> Supplied information
------

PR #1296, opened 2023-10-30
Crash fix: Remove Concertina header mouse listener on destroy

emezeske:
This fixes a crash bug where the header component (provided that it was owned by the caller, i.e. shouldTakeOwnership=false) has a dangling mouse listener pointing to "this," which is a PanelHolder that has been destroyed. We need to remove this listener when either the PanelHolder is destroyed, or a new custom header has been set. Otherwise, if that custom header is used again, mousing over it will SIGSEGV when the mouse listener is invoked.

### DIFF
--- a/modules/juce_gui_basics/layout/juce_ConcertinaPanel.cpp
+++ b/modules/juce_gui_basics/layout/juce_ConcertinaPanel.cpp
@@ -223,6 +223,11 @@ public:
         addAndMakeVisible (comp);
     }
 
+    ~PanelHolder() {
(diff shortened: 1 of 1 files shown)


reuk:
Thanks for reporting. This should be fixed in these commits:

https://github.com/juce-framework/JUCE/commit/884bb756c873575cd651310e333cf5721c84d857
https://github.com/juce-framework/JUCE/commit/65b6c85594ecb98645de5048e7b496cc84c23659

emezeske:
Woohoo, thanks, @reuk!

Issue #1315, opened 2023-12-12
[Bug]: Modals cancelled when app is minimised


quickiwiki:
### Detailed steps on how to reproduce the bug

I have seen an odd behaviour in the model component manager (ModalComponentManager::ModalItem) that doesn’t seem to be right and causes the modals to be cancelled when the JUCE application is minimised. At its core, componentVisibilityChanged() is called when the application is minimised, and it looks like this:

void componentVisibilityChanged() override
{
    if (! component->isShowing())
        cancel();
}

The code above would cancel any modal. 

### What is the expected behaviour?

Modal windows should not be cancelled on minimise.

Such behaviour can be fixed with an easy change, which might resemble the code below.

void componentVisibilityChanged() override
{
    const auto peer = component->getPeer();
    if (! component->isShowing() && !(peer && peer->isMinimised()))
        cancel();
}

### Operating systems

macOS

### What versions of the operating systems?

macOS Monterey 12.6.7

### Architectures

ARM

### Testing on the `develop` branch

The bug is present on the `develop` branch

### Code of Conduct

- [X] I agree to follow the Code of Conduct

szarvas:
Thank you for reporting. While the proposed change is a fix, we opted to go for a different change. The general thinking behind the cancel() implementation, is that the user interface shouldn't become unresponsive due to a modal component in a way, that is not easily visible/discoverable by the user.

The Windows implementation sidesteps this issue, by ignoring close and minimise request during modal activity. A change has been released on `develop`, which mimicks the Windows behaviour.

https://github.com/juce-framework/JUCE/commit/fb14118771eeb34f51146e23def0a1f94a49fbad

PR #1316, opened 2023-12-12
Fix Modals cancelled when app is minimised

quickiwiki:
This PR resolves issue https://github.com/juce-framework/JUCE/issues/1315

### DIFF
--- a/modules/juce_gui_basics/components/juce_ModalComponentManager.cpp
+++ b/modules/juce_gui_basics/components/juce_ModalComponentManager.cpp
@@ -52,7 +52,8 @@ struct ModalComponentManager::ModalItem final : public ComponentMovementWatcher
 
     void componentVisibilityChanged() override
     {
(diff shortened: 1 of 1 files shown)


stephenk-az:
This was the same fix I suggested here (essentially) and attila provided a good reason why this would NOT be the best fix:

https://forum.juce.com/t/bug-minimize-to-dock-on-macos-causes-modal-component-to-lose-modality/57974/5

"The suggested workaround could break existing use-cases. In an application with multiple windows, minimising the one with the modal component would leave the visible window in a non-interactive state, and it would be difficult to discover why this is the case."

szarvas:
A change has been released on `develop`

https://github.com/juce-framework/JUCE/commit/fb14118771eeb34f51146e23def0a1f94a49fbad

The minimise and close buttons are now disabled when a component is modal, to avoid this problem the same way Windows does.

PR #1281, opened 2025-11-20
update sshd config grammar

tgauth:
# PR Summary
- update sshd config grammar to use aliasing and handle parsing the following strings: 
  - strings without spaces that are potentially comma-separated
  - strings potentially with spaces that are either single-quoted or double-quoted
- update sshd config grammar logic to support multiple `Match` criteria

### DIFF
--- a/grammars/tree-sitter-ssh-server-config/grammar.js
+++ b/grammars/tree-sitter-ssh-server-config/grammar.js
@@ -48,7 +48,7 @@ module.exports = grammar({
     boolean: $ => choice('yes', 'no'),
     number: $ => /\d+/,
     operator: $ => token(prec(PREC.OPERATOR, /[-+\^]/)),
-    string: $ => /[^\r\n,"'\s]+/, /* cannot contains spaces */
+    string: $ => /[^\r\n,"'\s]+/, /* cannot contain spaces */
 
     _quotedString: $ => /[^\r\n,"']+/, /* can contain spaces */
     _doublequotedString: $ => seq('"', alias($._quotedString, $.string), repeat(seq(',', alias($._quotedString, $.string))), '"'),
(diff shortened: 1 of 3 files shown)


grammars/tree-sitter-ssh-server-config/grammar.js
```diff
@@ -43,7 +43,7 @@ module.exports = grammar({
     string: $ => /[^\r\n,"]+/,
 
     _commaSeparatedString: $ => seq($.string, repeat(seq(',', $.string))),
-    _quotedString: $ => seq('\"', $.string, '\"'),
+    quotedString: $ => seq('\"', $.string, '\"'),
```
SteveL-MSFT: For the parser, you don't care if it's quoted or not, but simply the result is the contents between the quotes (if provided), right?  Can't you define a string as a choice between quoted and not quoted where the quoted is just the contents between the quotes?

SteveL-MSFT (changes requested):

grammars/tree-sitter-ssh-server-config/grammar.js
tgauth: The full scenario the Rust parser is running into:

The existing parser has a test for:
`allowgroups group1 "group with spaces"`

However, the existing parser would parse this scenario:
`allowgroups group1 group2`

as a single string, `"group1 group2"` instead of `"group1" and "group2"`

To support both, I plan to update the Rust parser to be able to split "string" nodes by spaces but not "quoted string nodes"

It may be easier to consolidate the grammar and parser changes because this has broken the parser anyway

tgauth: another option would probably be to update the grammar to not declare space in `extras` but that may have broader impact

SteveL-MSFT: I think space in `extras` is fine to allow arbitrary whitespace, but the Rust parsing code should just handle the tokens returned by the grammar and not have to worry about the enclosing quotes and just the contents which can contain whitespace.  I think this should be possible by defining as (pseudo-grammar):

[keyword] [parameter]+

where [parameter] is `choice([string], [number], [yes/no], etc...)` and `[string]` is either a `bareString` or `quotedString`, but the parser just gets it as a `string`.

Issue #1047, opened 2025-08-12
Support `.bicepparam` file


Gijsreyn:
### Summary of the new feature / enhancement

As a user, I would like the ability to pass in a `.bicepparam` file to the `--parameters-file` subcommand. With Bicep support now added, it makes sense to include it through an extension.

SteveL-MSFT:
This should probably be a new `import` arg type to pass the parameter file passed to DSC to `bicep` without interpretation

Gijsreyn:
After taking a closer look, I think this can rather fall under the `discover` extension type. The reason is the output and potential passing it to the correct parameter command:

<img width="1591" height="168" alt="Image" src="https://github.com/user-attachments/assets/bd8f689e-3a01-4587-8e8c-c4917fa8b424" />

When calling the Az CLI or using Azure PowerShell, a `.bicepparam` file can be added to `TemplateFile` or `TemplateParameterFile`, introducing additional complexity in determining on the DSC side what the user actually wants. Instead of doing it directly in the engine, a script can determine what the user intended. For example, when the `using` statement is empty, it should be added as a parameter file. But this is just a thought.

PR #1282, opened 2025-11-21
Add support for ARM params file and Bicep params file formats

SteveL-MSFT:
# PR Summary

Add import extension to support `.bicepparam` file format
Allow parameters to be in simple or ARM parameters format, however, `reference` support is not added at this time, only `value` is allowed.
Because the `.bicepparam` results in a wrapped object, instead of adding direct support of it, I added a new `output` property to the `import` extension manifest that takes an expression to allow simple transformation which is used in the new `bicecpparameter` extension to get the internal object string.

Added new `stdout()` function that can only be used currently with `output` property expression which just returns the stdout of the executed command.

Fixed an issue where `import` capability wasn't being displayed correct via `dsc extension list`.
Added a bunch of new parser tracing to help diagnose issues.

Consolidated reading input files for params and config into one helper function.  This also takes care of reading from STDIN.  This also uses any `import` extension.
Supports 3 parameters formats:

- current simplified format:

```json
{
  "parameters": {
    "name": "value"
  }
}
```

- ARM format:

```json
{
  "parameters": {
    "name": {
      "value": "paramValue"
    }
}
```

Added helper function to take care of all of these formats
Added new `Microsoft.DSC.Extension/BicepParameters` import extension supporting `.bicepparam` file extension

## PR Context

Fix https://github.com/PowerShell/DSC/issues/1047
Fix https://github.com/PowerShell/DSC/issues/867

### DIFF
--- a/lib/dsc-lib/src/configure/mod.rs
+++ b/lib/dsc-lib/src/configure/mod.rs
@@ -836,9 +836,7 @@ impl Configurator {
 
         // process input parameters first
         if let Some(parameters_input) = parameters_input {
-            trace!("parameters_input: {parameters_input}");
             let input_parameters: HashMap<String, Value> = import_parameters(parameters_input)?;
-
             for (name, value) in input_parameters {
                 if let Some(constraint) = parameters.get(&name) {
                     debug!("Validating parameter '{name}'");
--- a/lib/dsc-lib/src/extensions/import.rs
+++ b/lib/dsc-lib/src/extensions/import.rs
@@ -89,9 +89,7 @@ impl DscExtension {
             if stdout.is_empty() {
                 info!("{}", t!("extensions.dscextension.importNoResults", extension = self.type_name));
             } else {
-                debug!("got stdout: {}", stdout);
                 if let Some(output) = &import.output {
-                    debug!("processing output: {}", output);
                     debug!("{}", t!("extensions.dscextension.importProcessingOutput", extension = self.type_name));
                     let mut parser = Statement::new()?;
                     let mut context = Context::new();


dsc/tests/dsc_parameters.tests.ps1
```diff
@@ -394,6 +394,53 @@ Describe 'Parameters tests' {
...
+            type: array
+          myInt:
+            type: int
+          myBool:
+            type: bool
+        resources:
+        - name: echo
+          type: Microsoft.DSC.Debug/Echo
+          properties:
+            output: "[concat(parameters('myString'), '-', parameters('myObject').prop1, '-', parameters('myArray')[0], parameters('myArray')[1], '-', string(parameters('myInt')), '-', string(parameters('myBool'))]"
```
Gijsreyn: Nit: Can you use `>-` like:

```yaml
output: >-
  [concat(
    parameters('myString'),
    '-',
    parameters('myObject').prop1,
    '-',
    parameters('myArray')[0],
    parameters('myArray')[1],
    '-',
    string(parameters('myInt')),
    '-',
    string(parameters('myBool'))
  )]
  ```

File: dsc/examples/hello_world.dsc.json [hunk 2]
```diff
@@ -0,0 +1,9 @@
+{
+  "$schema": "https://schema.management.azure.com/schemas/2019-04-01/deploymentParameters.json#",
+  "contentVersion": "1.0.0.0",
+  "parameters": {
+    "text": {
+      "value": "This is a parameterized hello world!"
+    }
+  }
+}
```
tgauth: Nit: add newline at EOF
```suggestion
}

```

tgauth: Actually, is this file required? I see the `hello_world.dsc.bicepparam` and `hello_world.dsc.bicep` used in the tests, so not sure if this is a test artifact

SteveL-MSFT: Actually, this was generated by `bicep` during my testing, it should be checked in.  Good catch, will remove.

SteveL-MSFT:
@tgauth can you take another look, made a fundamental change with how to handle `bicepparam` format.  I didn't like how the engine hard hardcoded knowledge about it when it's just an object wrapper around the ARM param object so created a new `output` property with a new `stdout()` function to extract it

------

> Your task
Copy verbatim, from the listing above, each line from the one containing "(diff shortened: 1 of 3 files shown)" down to the one containing "tgauth: another option", inclusive.

> Task answer
(diff shortened: 1 of 3 files shown)


grammars/tree-sitter-ssh-server-config/grammar.js
```diff
@@ -43,7 +43,7 @@ module.exports = grammar({
     string: $ => /[^\r\n,"]+/,
 
     _commaSeparatedString: $ => seq($.string, repeat(seq(',', $.string))),
-    _quotedString: $ => seq('\"', $.string, '\"'),
+    quotedString: $ => seq('\"', $.string, '\"'),
```
SteveL-MSFT: For the parser, you don't care if it's quoted or not, but simply the result is the contents between the quotes (if provided), right?  Can't you define a string as a choice between quoted and not quoted where the quoted is just the contents between the quotes?

SteveL-MSFT (changes requested):

grammars/tree-sitter-ssh-server-config/grammar.js
tgauth: The full scenario the Rust parser is running into:

The existing parser has a test for:
`allowgroups group1 "group with spaces"`

However, the existing parser would parse this scenario:
`allowgroups group1 group2`

as a single string, `"group1 group2"` instead of `"group1" and "group2"`

To support both, I plan to update the Rust parser to be able to split "string" nodes by spaces but not "quoted string nodes"

It may be easier to consolidate the grammar and parser changes because this has broken the parser anyway

tgauth: another option would probably be to update the grammar to not declare space in `extras` but that may have broader impact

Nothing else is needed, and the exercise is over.